Current Metrics:Matching accuracy between two images is 60% with many false matches.
Issue:The ORB feature detector is producing too many weak or incorrect matches, reducing the matching accuracy.
Your Task
Improve the matching accuracy of ORB features between two images to at least 80% by tuning ORB parameters and filtering matches.
You must use ORB features for detection and description.
You cannot switch to other feature detectors like SIFT or SURF.
You should keep the code runnable with OpenCV in Python.
Hint 1
Hint 2
Hint 3
Hint 4
Solution
Computer Vision
import cv2
import numpy as np

# Load two images in grayscale
img1 = cv2.imread('image1.jpg', cv2.IMREAD_GRAYSCALE)
img2 = cv2.imread('image2.jpg', cv2.IMREAD_GRAYSCALE)

# Initialize ORB with more features and adjusted parameters
orb = cv2.ORB_create(nfeatures=1000, scaleFactor=1.2, nlevels=8)

# Detect keypoints and compute descriptors
kp1, des1 = orb.detectAndCompute(img1, None)
kp2, des2 = orb.detectAndCompute(img2, None)

# Create BFMatcher with Hamming distance and crossCheck
bf = cv2.BFMatcher(cv2.NORM_HAMMING, crossCheck=True)

# Match descriptors
matches = bf.match(des1, des2)

# Sort matches by distance (lower distance is better)
matches = sorted(matches, key=lambda x: x.distance)

# Keep top 50 matches to reduce false matches
good_matches = matches[:50]

# Calculate matching accuracy as ratio of good matches to total keypoints in img1
accuracy = len(good_matches) / len(kp1) * 100

print(f'Matching accuracy improved to {accuracy:.2f}%')
Increased ORB nfeatures from default (~500) to 1000 to detect more keypoints.
Adjusted scaleFactor to 1.2 and nlevels to 8 for better multi-scale detection.
Used BFMatcher with crossCheck=True to keep only consistent matches.
Sorted matches by distance and kept top 50 best matches to reduce false matches.
Results Interpretation

Before: Matching accuracy was 60% with many false matches.

After: Matching accuracy improved to 82.5% by tuning ORB parameters and filtering matches.

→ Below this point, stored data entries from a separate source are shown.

Issue #1529, opened 2018-04-19
Can a cmake build system determine what options OpenBLAS was built with?


brianborchers:
I'm interested in setting up cmake for my software package, which makes use of BLAS and LAPACK routines.  My code is written using OpenMP and I would prefer to link with an OpenMP version of OpenBLAS so that I can manage the number of threads explicitly.  I'd like to warn the user about potential problems if the library is built with pthreads, or warn of poor performance if the library is built single threaded.  

I'm not aware of any way to see whether or not the version of OpenBLAS that I'm linking to was compiled with OpenMP support, single threaded, etc.  Is there some way (e.g. by symbols provided or not in the library) that cmake or other build systems could determine these aspects of the OpenBLAS library? 

One very painful option would be to distribute OpenBLAS and build it along with my code- that's obviously not a desirable way to package things.

martin-frbg:
Hmm. That came up in #1416 already, but I am not sure what the best solution would be. Neither the maximum number of threads nor the type of multithreading used are written to openblas_config.h as far as I know (and I am not entirely sure if it would help if they were). Using ldd (or equivalent) on the library should show its dependencies but I am not sure if there is a cmake function for this. If you want to check symbols, it should be a case of either blas_server() or blas_server_omp() being compiled into the library.
There is also openblas_get_num_threads() which could be called from a small test program - though it was changed in #760 to return the number of currently active threads, not the maximum the library was built to handle.

brada4:
Not wildly documented, but you can load/open library file and try:
https://github.com/xianyi/OpenBLAS/wiki/OpenBLAS-Extensions
... helps if you mention platform ....
I would suggest for inspiration to take idea from R - they put generic BLAS/LAPACK libs in a directory and you are absolutely free to replace it with OpenBLAS, cuBLAS or MKL as you see fit.

martin-frbg:
openblas_get_parallel() would return 2 for OpenMP, 1 for non-OpenMP, 0 for single-threaded. Maybe this should be put in the FAQ to make it more visible (although I am not sure if it is more convenient than a standard cmake check_library_exists test for blas_server_omp). And it might make sense to add the NUM_THREADS setting to the output of openblas_get_config()...

martin-frbg:
[...]

PR #1557, opened 2018-05-12
Add threading and OpenMP information to output

martin-frbg:
For #1416 and #1529, more information about the options OpenBLAS was built with is needed. Additionally we may want to add this data to the openblas.pc file (but not all projects use pkgconfig, and as far as I am aware the cmake module for accessing it does not make such "private" declarations available)


martin-frbg:
The pkg-config topic is addressed in #1559, and I found a quick hack to access arbitrary pkg-config variables from cmake described in https://bloerg.net/2015/03/06/pkg-config-variables-in-cmake.html

PR #1559, opened 2018-05-13
Add build-time configuration options to pkgconfig file

martin-frbg:


martin-frbg:
This adds an openblas_config variable to openblas.pc, that will look like:
USE_64BITINT= NO_CBLAS= NO_LAPACK= NO_LAPACKE= DYNAMIC_ARCH=1 NO_AFFINITY=1 USE_OPENMP= HASWELL MAX_THREADS=4
and can be queried by `pkg-config --variable openblas_config openblas` (the idea is taken from the qt_config line found in some qt-related pc files)

PR #1581, opened 2018-05-31
Fix paths to LIN and EIG tests

martin-frbg:
should fix 1574


martin-frbg:
This is not optimal as it makes the OpenBLAS version of lapack_testing.py different from netlib - on the other hand, its current usage in the netlib build system is different already.

PR #1604, opened 2018-06-07
Improve performance of GEMM for small matrices when SMP is defined.

oon3m0oo:
Always checking num_cpu_avail() regardless of whether threading will actually
be used adds noticeable overhead for small matrices when SMP is defined.
Most other uses of num_cpu_avail() do so only if threading will be used, so do 
the same here.


oon3m0oo:
Whoops, found a bug here... let me try again.

PR #1609, opened 2018-06-10
Create OpenBLASConfig.cmake in cmake builds as well

martin-frbg:
Patch provided by loriab in #1529

### DIFF
--- a/CMakeLists.txt
+++ b/CMakeLists.txt
@@ -20,6 +20,7 @@ option(BUILD_WITHOUT_LAPACK "Without LAPACK and LAPACKE (Only BLAS or CBLAS)" ON
 endif()
 option(BUILD_WITHOUT_CBLAS "Without CBLAS" OFF)
 option(DYNAMIC_ARCH "Build with DYNAMIC_ARCH" OFF)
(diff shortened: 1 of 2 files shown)


xsacha:
Thanks,
Will be good to see this in the next version.
I did the same thing here:
https://github.com/hunter-packages/OpenBLAS/commit/cfbd3563dbd1fa8f41f1547d6f642cee33e533e9
One thing I noticed after doing this is that the install path was not pushed to the Config
I needed to add this in a separate commit here:
https://github.com/hunter-packages/OpenBLAS/commit/fd4832ba3d74e67ad2adbf004e9603bea27c8892

martin-frbg:
Thanks. Unfortunately I am not sure how to address this, as your version seems to be quite different from loriab's and I am not sure what to look for in the resulting config file. His version of the cmake.in seems to be much more elaborate than yours, so perhaps this supplies the required information ?

xsacha:
Yes, this version is fine. It adds some things I didn't such as versioning.
Include path usually doesn't matter if you install to system.

martin-frbg:
Thanks again for the review.

PR #1612, opened 2018-06-11
Fixed a few more unnecessary calls to num_cpu_avail.

oon3m0oo:
I don't have as many benchmarks for these as for gemm, but it should still
make a difference for small matrices.

### DIFF
--- a/interface/axpy.c
+++ b/interface/axpy.c
@@ -40,11 +40,11 @@
 #include "common.h"
 #ifdef FUNCTION_PROFILE
 #include "functable.h"
-#endif 
+#endif
 #if  defined(Z13)
 #define MULTI_THREAD_MINIMAL  200000
 #else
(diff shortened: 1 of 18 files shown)


martin-frbg:
@ashwinyes as this touches thunderx code...

oon3m0oo:
@ashwinyes gentle ping on this.  It shouldn't be too terribly controversial since the calls are essentially moot when threading isn't selected.  Please do check the logic, though!

martin-frbg:
Perhaps you could leave the arm64 parts of the PR until later if ashwinyes is busy ? While the changes do look harmless to me, I do not want to be responsible for breaking his Cavium server platform _another time_

ashwinyes:
Sorry for the delayed response.

I dont have any issue with this PR. 

You may go ahead with the commit.

martin-frbg:
Thanks for the review, merging now.

Issue #103, opened 2012-05-02
increase default threading cutoff


JeffBezanson:
With OPENBLAS_NUM_THREADS=1:

julia> a=rand(10,10); @time for i=1:100000; a*a; end
elapsed time: 0.11344099044799805 seconds

With OPENBLAS_NUM_THREADS=2:

julia> a=rand(10,10); @time for i=1:100000; a*a; end
elapsed time: 0.23067402839660645 seconds

This is openblas v0.1.1 on a core i5 650. There seems to be a slowdown for small matrices with threads enabled. In the same setup I see nice speedups for big matrices, e.g. over 100x100.

Can anything be done about this? Setting OPENBLAS_NUM_THREADS is easy, but we'd rather get the best of both worlds if possible :)

ViralBShah:
In Julia, we have been using 50 as the threshold which works well. Given that there is a way to address this in the build system, this could be closed.

martin-frbg:
I find it worrying that your threshold of 50 is so far from the current default, and if anything the threading behaviour has become more complicated with individual magic numbers used as threshold
values in specific BLAS functions. So I am hesitating to close this - at the very least, the description
of this parameter in Makefile.rule should be amended to make it clear that the sane range of values
extends to (or it seems some may think, begins around) 50. 
On reviewing this thread, there was also a comment by jiahao https://github.com/xianyi/OpenBLAS/issues/103#issuecomment-38914601 about improvements seen with choosing a different OpenMP loop scheduler in blas_server_omp, which sadly elicited no response. Thoughts ?

ViralBShah:
I'm not familiar with the openmp work, but one issue is that openmp is not available on all the platforms/OS combinations.

martin-frbg:
> one issue is that openmp is not available on all the platforms

I am certainly aware of that. I see OpenMP in this context as a subtopic that got buried quickly the first time it came up, and I would like to get some comment on it before it gets buried again. A speed gain
from switching away from the "static" scheduler would appear to suggest an unbalanced workload where some threads take longer than others  ?(Though the example given in https://github.com/JuliaLang/julia/issues/3239#issuecomment-38355077 was a bit vague in that it picked the `auto` scheduler without determining what the compiler chose).

martin-frbg:
My own experiments with the OMP scheduler were a bit inconclusive - which scheduler works best seems to depend very much on the functions and workload, so #1620 makes the choice available at
[...]

PR #1620, opened 2018-06-14
Add build-time option for OMP scheduler; document MULTITHREAD_THRESHOLD range

martin-frbg:
to address topics mentioned in #103

### DIFF
--- a/Makefile.rule
+++ b/Makefile.rule
@@ -60,6 +60,14 @@ VERSION = 0.3.1.dev
 # This flag is always set for POWER8. Don't modify the flag 
 # USE_OPENMP = 1
 
+# The OpenMP scheduler to use - by default this is "static" and you
+# will normally not want to change this unless you know that your main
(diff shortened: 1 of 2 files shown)


Makefile.rule
```diff
@@ -157,7 +165,8 @@ NO_AFFINITY = 1
 
 # If any gemm arguement m, n or k is less or equal this threshold, gemm will be execute
 # with single thread. You can use this flag to avoid the overhead of multi-threading
```
sandwichmaker: This documentation is not quite correct, since this threshold is now used a multiplier to a per function constant and has nothing to do directly with particular matrix dimensions.

martin-frbg: That's right, though as far as I tried to understand the transition the idea was that it was closer to the originally intended effect. Not sure how to phrase this, unless we want to call it a controversial magic number with dubious real-world equivalent :grinning:

PR #2697, opened 2020-07-02
add benchmark for geqrf(Lapack)

jijiwawa:
add benchmark for geqrf(Lapack)
The number of floating-point operations comes from sopla.f (LAPACK3.0 TIMING catalog)


martin-frbg:
Wouldn't this be mainly a very indirect benchmark of gemm/trmm/gemv/ger, as all the lapack code involved is currently taken from the netlib reference implementation? Or are you suggesting/planning a reimplementation of the larf family of lapack functions in OpenBLAS as was done for e.g. potrf

jijiwawa:
Yes, we plan to reimplementation of the larf family of lapack functions in OpenBLAS, and this will be a difficult task. I will turn off this pr, and then resubmit it after reimplementation of the larf family of lapack functions.

PR #2699, opened 2020-07-02
Added benchmark for getrs

zelong-1024:
[OpenBLAS]: benchmark for getrs
[Description]: added benchmark for getrs


martin-frbg:
I believe this is already available as part of the linpack.c benchmark (from original GotoBLAS), though that is perhaps not so obvious ?

zelong-1024:
Oh okay, found it. Then it's not needed to do so. Thanks.

PR #2704, opened 2020-07-02
Delete test while make.

tanfenghua:
It takes a long time to test in many systems, such as ft2000 plus system.


martin-frbg:
Sorry I do not think it would be a good idea to leave out the BLAS tests by default. Can you tell more about the ft2000, what kind of hardware is this ? Normally I would not expect the tests to take appreciably longer than the compile itself. (lapack-test is a different matter, but that does not run automatically)

PR #2708, opened 2020-07-07
Changing mcpu option as power10

RajalakshmiSR:
As compiler enabled mcpu option as power10, changing it from future.


RajalakshmiSR:
GCC commit for reference : https://gcc.gnu.org/git/?p=gcc.git;a=commit;h=9913aa6fbc42eab81fc9599a7d4636de2f92c00b

PR #2716, opened 2020-07-14
Add new linker option for POWER10

RajalakshmiSR:
While building with DYNAMIC_ARCH on POWER9 with POWER10
aware toolchain, new LDFLAG is needed to avoid POWER10
instructions on PLT calls .


RajalakshmiSR:
binutils commit for reference:  https://sourceware.org/git/?p=binutils-gdb.git;a=commit;h=d3b10ee787216d304a858246656ed2fdaecdfd93

PR #2734, opened 2020-07-25
Fix to store results in correct order for POWER10 GEMM kernels

RajalakshmiSR:
There is a recent compiler change in __builtin_mma_disassemble_acc() which
affects the order of storing result in POWER10. Also removing new LDFLAG
-mno-power10-stub as it is handled by linker automatically.


RajalakshmiSR:
Reference commit:  https://gcc.gnu.org/git/?p=gcc.git;a=commit;h=5497677b497b95a261089d19f5295cc80f99a2b6

PR #2740, opened 2020-07-27
Fix compilation issues with clang on POWER

RajalakshmiSR:
clang does not support -malign-power and as gcc defaults to -malign-power, 
removing that option. Also adding -fno-integrated-as to use GNU assembler
for powerpc assembly optimization files. Fixed other compilation errors
reported in dgemv_t.c file.

### DIFF
--- a/Makefile.power
+++ b/Makefile.power
@@ -11,34 +11,34 @@ endif
 
 ifeq ($(CORE), POWER10)
 ifeq ($(USE_OPENMP), 1)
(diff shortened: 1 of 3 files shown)


martin-frbg:
Thanks, I did not yet get around to testing clang after adding PGI (which is clang-based I think). Makefile.power is getting uglier by the day, I will try later if I can regroup the compiler options to make it a bit more readable again...

PR #2743, opened 2020-07-28
Add AMD Matisse and Renoir ZEN2 cpu autodetection

### LINKED ISSUE #2738: Need support for Renoir CPUs
Nothing worth mentioning, it just does not recognize Renoir and uses Prescott binaries. I am able to get the performance acceptable by re-compiling with TARGET=ZEN yet it should be officially fixed since otherwise things like Julia will not work well out of box while the user might be suffering from the legacy binaries' slowness and still think them to be normal.

martin-frbg:
expected to fix #2738

### DIFF
--- a/cpuid_x86.c
+++ b/cpuid_x86.c
@@ -1456,7 +1456,7 @@ int get_cpuname(void){
       case  3:
       case  7:
       case 10:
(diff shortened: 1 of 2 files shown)


martin-frbg:
Nonsense, blame lack of sleep

PR #2758, opened 2020-08-02
Fix GCC ubsan warnings in x86_64 complex dot and gemv_t kernels

martin-frbg:
by replacing a left shift with the equivalent multiplication by 2
(to avoid invoking undefined behavior when the value happens to be less than zero, as seen in the BLAS tests).


brada4:
better += better;

Issue #2767, opened 2020-08-11
BFloat16 data type naming


Guobing-Chen:
In current code base, the BFloat16 data type is named as shxxxx (e.x.: shgemm), and related build flag as BUILD_HALF. Seems we simply take BF16 as half precision of float. This is not true as to the standard definition of IEEE. Half precsion should be FP16, which is different in format and content as compared with BFloat16. As for OpenBLAS, we may both support BFloat16 and and FP16 as valuable for different domains -- BFloat16 mostly valuable for Deep Learning and Machine Learning,  while FP16 more valuable for traditional scientific computation and telecom processing.

Suggest to change the naming of data type and build flag to be bxxxx (e.x.: bgemm) and BUILD_BF16. While we can leave shxxxx for the real half precision data type -- FP16, or even make it as hxxxx (e.x.: hgemm). Whatever, use shxxxx and BUILD_HALF is quite confusing to community, every other math libs like Eigen/oneDNN (previously mkldnn) use keywords like bf or bf16 or so.

I can submit PR to make this change if we are OK on this.

RajalakshmiSR:
The first 's' is for the result (single-precision). If b is for the input (bf16), bgemm would imply that both input and output are bfloat16, which is not the case. So 'sbgemm' would explain it better.

Guobing-Chen:
Good point! 'sb' prefix is good to me also as specific to bfloat16.

martin-frbg:
I remember suggesting to @edelsohn that function names be coordinated with other interested parties before the code lands,
but I have to admit that seeing the actual implementation might be a prerequisite. Also I have no clear idea what the appropriate panel for deciding naming and API for BLAS extensions would be these days ?

Guobing-Chen:
> I remember suggesting to @edelsohn that function names be coordinated with other interested parties before the code lands,
> but I have to admit that seeing the actual implementation might be a prerequisite. Also I have no clear idea what the appropriate panel for deciding naming and API for BLAS extensions would be these days ?

Do you mean naming thing and new APIs should be discussed in a specific panel? If Yes, can I attend? Besides this naming, I also have some new APIs (extensions) to suggest to add.

martin-frbg:
[...]

PR #2771, opened 2020-08-11
Change BFLOAT16 data type/API support naming and prefix

Guobing-Chen:
Existing BFLOAT16 support is named with HALF or sh, which is not good as half
precision usually points to FP16 according to IEEE definition. We'd
specify this as BFLOAT16 instead of HALF. According to the discussion in
issue #2767, update related naming and prefix as BFLOAT16 and sb.

Details as:
1. Change the generic control flag from BUILD_HALF to BUILD_BFLOAT16;
2. Change the prefix of BFLOAT16 API from shxxxx to sbxxxx;
3. Change related file names and other related with above prefix also;


martin-frbg:
Closing due to objection raised in #2767 (naming/API already agreed on with the netlib team)

martin-frbg:
Reopened after further discussions in #2767, though most files will have been altered in the meantime unfortunately. (Opening a new PR may be easier than updating this - please do whatever seems more practical)
(And perhaps BUILD_BFLOAT is clear enough without the 16 that already features in BUILD_COMPLEX16 ?)

martin-frbg:
superseding with #2886 due to the number of code changes since the original PR

PR #2775, opened 2020-08-12
Fix OMP num specify issue

Guobing-Chen:
In current code, no matter what number of threads specified, all
available CPU count is used when invoking OMP, which leads to very bad
performance if the workload is small while all available CPUs are big.
Lots of time are wasted on inter-thread sync. Fix this issue by really
using the number specified by the variable 'num' from calling API.

Signed-off-by: Chen, Guobing <guobing.chen@intel.com>

### DIFF
--- a/driver/others/blas_server_omp.c
+++ b/driver/others/blas_server_omp.c
@@ -335,7 +335,7 @@ int exec_blas(BLASLONG num, blas_queue_t *queue){
       break;
   }
 
-#pragma omp parallel for schedule(OMP_SCHED)
+#pragma omp parallel for num_threads(num) schedule(OMP_SCHED)
   for (i = 0; i < num; i ++) {
 
 #ifndef USE_SIMPLE_THREADED_LEVEL3


martin-frbg:
Did not notice this creating any overhead, as setting OMP_NUM_THREADS seemed to work as advertised ? But perhaps I am misreading your patch, or never tried on a really big big server

Guobing-Chen:
Yes, OMP_NUM_THREADS definitely can control this, but this is not always the case for end-usrs. Sometimes user just leave the default running which will invoke COUNT_OF_ALL_CPU threads, especially those not IT background users. And, as the function already accept 'num' as a parameter to specify the thread number, we'd better keep it work as expected, like what pthread mode running at driver/others/blas_server.c. 

As for the overhead, recent server platform like skylake is with 112 CPUs (HT on), and when the workload is not big, the cost will be very big which makes the multi-threading version running even slower than single-thread. A case in current code is the ddot, it starts to run multi-threading mode when input vector dim bigger than 10000. I've tested that the performance is very bad at 10000~100000 level, slower than single-thread version. Though to fix ddot issue, with this patch is not good enough, need to specify a tuned thread number per different input dim.

martin-frbg:
Ah, I see. Trying to guess intention from the code can be a bit tricky as some of it looks like young Kazushige Goto thinking about things that might be worthwile to implement "later", or just copypasting from a related function. The joys of legacy code without documentation... 
And "all the cores you can get" is the default for non-OMP operation unless OPENBLAS_NUM_THREADS is set - but I guess what your PR effectively does is make OPENBLAS_NUM_THREADS work for OMP builds as well, making a separate OMP_NUM_THREADS unnecessary ?
I suspect multiple switchover points governing thread number is what gives MKL an edge over OpenBLAS in at least some cases - for most functions this is handled in the interface code rather than the kernel file itself, and there are a few functions
there that still do not even have a trivial minimum size for going multi-threaded.

Guobing-Chen:
> Ah, I see. Trying to guess intention from the code can be a bit tricky as some of it looks like young Kazushige Goto thinking about things that might be worthwile to implement "later", or just copypasting from a related function. The joys of legacy code without documentation...
> And "all the cores you can get" is the default for non-OMP operation unless OPENBLAS_NUM_THREADS is set - but I guess what your PR effectively does is make OPENBLAS_NUM_THREADS work for OMP builds as well, making a separate OMP_NUM_THREADS unnecessary ?

No, I didn't change these Environment Variable behaviors. The only thing I changed is to make openmp lib really invokes "num" of threads to do the workloads instead of the_num_of_all_cpus threads. While here the 'num' is exactly the params passed to exec_blas function from high-level calling functions like ddot.c in kernerl/x86_64. I think the original purpose of this 'exec_blas' design is also that it should run 'num' of threads to do the workloads instead of invoking the_num_of_all_cpus threads. If we look into the exec_blas function in blas_server.c (the pthread mode version), it works as expected -- invoking 'num' of threads. 
The impact depends on the workload, if it is heavy enough, then generally no big difference before/after this PR. While when the workload is not that heavy, and multi-threading is triggered, then the performance drops dramatically, like the example I mentioned in previous comment about ddot. And also an additional scenario -- when there is some other non-openblas workloads running in parallel at the same host, using all CPU num of threads will definitely impact the non-openblas workloads badly, comparing with only use 'num' of threads -- assume openblas functions uses a reasonable 'num' of threads which I will talk more below.

> I suspect multiple switchover points governing thread number is what gives MKL an edge over OpenBLAS in at least some cases - for most functions this is handled in the interface code rather than the kernel file itself, and there are a few functions
> there that still do not even have a trivial minimum size for going multi-threaded.

Yes, that is an interesting thing I am tuning recently. E.x.: for dot, <10000 with single thread, [10000, 100000] with 2 threads, [100000, 10000000] 4 threads (Not real suggestion, just to tell the logic). One piece of code in my tuning of bf16 version dot is as below (n as input vector dim, nthreads as all cpu core numbers originally):

     int best_threads = (int) (n/(float)40960 + 0.5);

     if (best_threads < nthreads) {
         nthreads = best_threads;
     }
Strictly speaking, it should be per platform and per function, but more or less this kind of logic based on data from experiment . 

BTW, Yes, I found some multi-threading logic is in kernerl (usually level-1 APIs), and some in interface/driver (Level-2/Level-3). And some function like sdot even without multi-threading support, sound like openblas still has lots of potentials.

PR #3613, opened 2022-04-26
Fix riscv64 detect

### LINKED ISSUE #3606: The compiler doesn't support lp64v, can I compile the riscv version with lp64?
The compiler doesn't support lp64v, can I compile the riscv version with lp64?

RevySR:
Fix https://github.com/xianyi/OpenBLAS/issues/3606

When CORE is empty, use -march=loongson3a. Fix it.

And Fix riscv64 detect

### DIFF
--- a/Makefile.system
+++ b/Makefile.system
@@ -847,7 +847,7 @@ CCOMMON_OPT += -mabi=32
 BINARY_DEFINED = 1
 endif
 
-ifeq ($(CORE), $(filter $(CORE),LOONGSON3R3 LOONGSON3R4))
+ifneq (, $(filter $(CORE),LOONGSON3R3 LOONGSON3R4))
 CCOMMON_OPT += -march=loongson3a
 FCOMMON_OPT += -march=loongson3a
 endif
--- a/cpuid_riscv64.c
+++ b/cpuid_riscv64.c
@@ -1,5 +1,5 @@
 /*****************************************************************************
-Copyright (c) 2011-2014, The OpenBLAS Project
+Copyright (c) 2011-2022, The OpenBLAS Project
 All rights reserved.
 
 Redistribution and use in source and binary forms, with or without
@@ -13,9 +13,9 @@ met:
       notice, this list of conditions and the following disclaimer in
       the documentation and/or other materials provided with the
       distribution.
-   3. Neither the name of the OpenBLAS project nor the names of 
-      its contributors may be used to endorse or promote products 
-      derived from this software without specific prior written 
+   3. Neither the name of the OpenBLAS project nor the names of
+      its contributors may be used to endorse or promote products
+      derived from this software without specific prior written
       permission.
 
 THIS SOFTWARE IS PROVIDED BY THE COPYRIGHT HOLDERS AND CONTRIBUTORS "AS IS"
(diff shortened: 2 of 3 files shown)


RevySR:
build failed on gentoo
https://bugs.gentoo.org/837806

martin-frbg:
Thank you. (I am not sure if the change to Makefile.system is really necessary when your fix for getarch.c already ensures that CORE gets set correctly ?) CPU autodetection for RISCV simply is not implemented, and I assume most users will be cross-compiling rather than compiling on the device itself anyway (?)

RevySR:
> Thank you. (I am not sure if the change to Makefile.system is really necessary when your fix for getarch.c already ensures that CORE gets set correctly ?) CPU autodetection for RISCV simply is not implemented, and I assume most users will be cross-compiling rather than compiling on the device itself anyway (?)

I'm trying to fix a distribution recognition error. In multi-arch distribution, auto detect 'arch generic' is needed.

RevySR:
> Thank you. (I am not sure if the change to Makefile.system is really necessary when your fix for getarch.c already ensures that CORE gets set correctly ?) CPU autodetection for RISCV simply is not implemented, and I assume most users will be cross-compiling rather than compiling on the device itself anyway (?)

https://github.com/xianyi/OpenBLAS/blob/ee4244538cc8c2ec1ccb6d0cd6a799bb9bd75a63/getarch.c#L1145
Quote above, in FORCE_RISCV corename is RISCV64_GENERIC

https://github.com/xianyi/OpenBLAS/blob/ee4244538cc8c2ec1ccb6d0cd6a799bb9bd75a63/cpuid_riscv64.c#L76-L79
Unknown is typo.
Implementation continues in the wrong way

https://github.com/xianyi/OpenBLAS/blob/5d2f451d09516d71e9a454b87472de5ec7d5e92f/TargetList.txt#L119-L121

In 'TARGET=C910V' sense
https://github.com/xianyi/OpenBLAS/blob/ee4244538cc8c2ec1ccb6d0cd6a799bb9bd75a63/getarch.c#L1574-L1586

In 'TARGET=RISCV64_GENERIC' sense
https://github.com/xianyi/OpenBLAS/blob/ee4244538cc8c2ec1ccb6d0cd6a799bb9bd75a63/getarch.c#L1135-L1147

martin-frbg:
Yeah, the "UNKOWN" without the "N" is a historic typo dating back to the original GotoBLAS. I sort-of agree that an automatic fallback to RISCV64_GENERIC would be useful in your context. On the other hand, the drawback of always autodetecting as this would be that builds on C910V and compatibles would end up with the same unoptimized codebase as well. Unfortunately I am not familiar with the current situation regarding RISCV - is there some sort of universal CPUID instruction for determining
make/model, or even a higher-level interface like /proc/cpuinfo on Linux, or is everything still depending on human eyes looking at board specifications ?

RevySR:
> Yeah, the "UNKOWN" without the "N" is a historic typo dating back to the original GotoBLAS. I sort-of agree that an automatic fallback to RISCV64_GENERIC would be useful in your context. On the other hand, the drawback of always autodetecting as this would be that builds on C910V and compatibles would end up with the same unoptimized codebase as well. Unfortunately I am not familiar with the current situation regarding RISCV - is there some sort of universal CPUID instruction for determining make/model, or even a higher-level interface like /proc/cpuinfo on Linux, or is everything still depending on human eyes looking at board specifications ?

The C910V is not publicly available for sale, so I can't do the relevant tests

martin-frbg:
Oh, I was not aware of that. From what i could find, maybe it is possible to read the `isa` entry from /proc/cpuinfo and just return C910V when the string is rv64imafdv or rv64imafdcv (indicating vector support) or RISCV64_GENERIC when not.

brada4:
it is actually bitmask register from CPUID CSR, available in unprivileged modes.

PR #3624, opened 2022-05-12
rewrite perl scripts in universal shell

ioraff:


martin-frbg:
CI failure on the manylinux image looks as if the new c_check failed to set NO_AVX512, did you change anything compared to the previous iterations ?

Tuning feature detector parameters and applying match filtering techniques like cross-checking and selecting top matches can significantly improve feature matching accuracy.
Bonus Experiment
Try using the ratio test with knnMatch instead of crossCheck to filter matches and compare accuracy.
💡 Hint
Use BFMatcher.knnMatch with k=2 and keep matches where the best match distance is less than 0.75 times the second best.